▶ [The data]

============

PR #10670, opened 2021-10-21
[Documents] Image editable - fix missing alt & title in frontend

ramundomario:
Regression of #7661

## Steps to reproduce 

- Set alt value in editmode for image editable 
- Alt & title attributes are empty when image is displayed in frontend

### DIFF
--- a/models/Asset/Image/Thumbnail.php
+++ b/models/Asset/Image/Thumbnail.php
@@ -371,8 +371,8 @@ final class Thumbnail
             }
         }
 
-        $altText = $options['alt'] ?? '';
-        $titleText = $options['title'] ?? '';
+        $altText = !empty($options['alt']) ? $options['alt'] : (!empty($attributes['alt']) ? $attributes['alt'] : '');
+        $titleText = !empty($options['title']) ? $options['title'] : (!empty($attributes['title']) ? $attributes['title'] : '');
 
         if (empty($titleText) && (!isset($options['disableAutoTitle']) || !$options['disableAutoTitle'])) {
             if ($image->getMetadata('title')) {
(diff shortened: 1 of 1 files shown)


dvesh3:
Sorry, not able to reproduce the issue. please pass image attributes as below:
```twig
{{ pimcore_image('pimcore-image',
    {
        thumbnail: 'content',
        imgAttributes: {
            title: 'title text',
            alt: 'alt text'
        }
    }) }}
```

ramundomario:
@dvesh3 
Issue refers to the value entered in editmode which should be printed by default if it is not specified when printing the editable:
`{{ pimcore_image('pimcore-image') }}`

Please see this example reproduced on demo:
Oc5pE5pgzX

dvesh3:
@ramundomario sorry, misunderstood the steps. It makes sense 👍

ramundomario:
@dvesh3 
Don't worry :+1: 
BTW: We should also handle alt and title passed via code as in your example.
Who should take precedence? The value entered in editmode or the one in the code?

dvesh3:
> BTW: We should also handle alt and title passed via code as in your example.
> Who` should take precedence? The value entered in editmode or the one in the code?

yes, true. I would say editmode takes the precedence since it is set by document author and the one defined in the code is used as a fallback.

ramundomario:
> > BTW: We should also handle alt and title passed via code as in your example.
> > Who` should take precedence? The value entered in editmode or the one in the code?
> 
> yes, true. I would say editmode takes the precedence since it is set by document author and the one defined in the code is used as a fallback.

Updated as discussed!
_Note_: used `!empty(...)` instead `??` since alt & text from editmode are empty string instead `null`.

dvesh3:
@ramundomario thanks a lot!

============

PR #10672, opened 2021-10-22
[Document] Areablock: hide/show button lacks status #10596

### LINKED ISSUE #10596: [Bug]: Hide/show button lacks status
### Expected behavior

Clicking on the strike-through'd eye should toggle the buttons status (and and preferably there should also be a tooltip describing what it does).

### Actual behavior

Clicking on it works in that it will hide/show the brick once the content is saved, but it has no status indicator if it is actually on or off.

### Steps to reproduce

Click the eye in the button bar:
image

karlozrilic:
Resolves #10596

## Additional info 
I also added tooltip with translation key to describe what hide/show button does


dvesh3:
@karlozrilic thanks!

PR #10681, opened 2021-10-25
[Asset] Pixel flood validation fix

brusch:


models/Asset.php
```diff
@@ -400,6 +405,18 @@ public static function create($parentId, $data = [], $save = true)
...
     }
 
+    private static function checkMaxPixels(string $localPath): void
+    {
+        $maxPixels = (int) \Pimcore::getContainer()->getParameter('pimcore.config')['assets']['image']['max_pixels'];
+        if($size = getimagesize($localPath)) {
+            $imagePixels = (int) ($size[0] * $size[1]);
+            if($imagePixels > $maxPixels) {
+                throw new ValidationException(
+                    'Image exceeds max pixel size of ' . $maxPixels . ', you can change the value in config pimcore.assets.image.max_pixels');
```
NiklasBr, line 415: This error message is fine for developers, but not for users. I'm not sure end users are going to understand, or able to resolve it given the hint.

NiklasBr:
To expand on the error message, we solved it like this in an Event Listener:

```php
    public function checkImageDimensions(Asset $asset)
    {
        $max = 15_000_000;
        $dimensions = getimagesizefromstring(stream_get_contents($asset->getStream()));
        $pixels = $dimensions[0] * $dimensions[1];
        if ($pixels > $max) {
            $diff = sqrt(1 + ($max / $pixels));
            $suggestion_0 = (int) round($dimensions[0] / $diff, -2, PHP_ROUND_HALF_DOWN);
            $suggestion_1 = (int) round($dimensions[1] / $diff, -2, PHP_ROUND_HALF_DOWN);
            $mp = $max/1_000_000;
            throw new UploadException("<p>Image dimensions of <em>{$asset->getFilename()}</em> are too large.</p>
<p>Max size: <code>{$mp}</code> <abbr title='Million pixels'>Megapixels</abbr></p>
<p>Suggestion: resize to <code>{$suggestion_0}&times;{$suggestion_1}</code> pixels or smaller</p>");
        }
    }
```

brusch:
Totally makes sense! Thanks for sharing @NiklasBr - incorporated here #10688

============

▶ [What you have to do] Starting at the line that contains "PR #10670, opened 2021-10-21" and stopping after the line that contains "--- a/models/Asset/Image/Thumbnail.php", write out every line exactly as it appears above, and no other line.

▶ [Response box]
PR #10670, opened 2021-10-21
[Documents] Image editable - fix missing alt & title in frontend

ramundomario:
Regression of #7661

## Steps to reproduce 

- Set alt value in editmode for image editable 
- Alt & title attributes are empty when image is displayed in frontend

### DIFF
--- a/models/Asset/Image/Thumbnail.php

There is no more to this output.